**Try it:**
The response must contain every line below in which "instanceof" appears.

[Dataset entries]
■ ■ ■ ■

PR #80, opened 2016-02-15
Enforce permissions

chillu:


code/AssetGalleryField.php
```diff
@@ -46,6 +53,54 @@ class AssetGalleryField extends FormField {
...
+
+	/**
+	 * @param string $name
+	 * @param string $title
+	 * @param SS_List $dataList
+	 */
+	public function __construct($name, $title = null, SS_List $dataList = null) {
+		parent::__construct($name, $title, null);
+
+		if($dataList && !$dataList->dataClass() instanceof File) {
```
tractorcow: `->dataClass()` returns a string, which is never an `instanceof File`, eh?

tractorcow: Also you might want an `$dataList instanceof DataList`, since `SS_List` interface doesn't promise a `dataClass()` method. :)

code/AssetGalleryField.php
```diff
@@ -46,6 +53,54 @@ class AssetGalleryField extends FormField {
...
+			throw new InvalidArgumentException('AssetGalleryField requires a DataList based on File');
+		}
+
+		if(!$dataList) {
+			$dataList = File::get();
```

■ ■ ■ ■

**Exercise output:**
+		if($dataList && !$dataList->dataClass() instanceof File) {
tractorcow: `->dataClass()` returns a string, which is never an `instanceof File`, eh?
tractorcow: Also you might want an `$dataList instanceof DataList`, since `SS_List` interface doesn't promise a `dataClass()` method. :)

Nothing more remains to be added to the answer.